● **Action item**
Below you will find a set of lines. Repeat them all exactly.

● **Data shown**
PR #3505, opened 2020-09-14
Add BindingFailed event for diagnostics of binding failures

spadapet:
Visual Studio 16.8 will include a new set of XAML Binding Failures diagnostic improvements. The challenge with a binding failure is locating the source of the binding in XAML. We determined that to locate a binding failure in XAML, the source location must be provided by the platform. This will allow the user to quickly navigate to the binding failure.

● **Answer area**
PR #3505, opened 2020-09-14
Add BindingFailed event for diagnostics of binding failures

spadapet:
Visual Studio 16.8 will include a new set of XAML Binding Failures diagnostic improvements. The challenge with a binding failure is locating the source of the binding in XAML. We determined that to locate a binding failure in XAML, the source location must be provided by the platform. This will allow the user to quickly navigate to the binding failure.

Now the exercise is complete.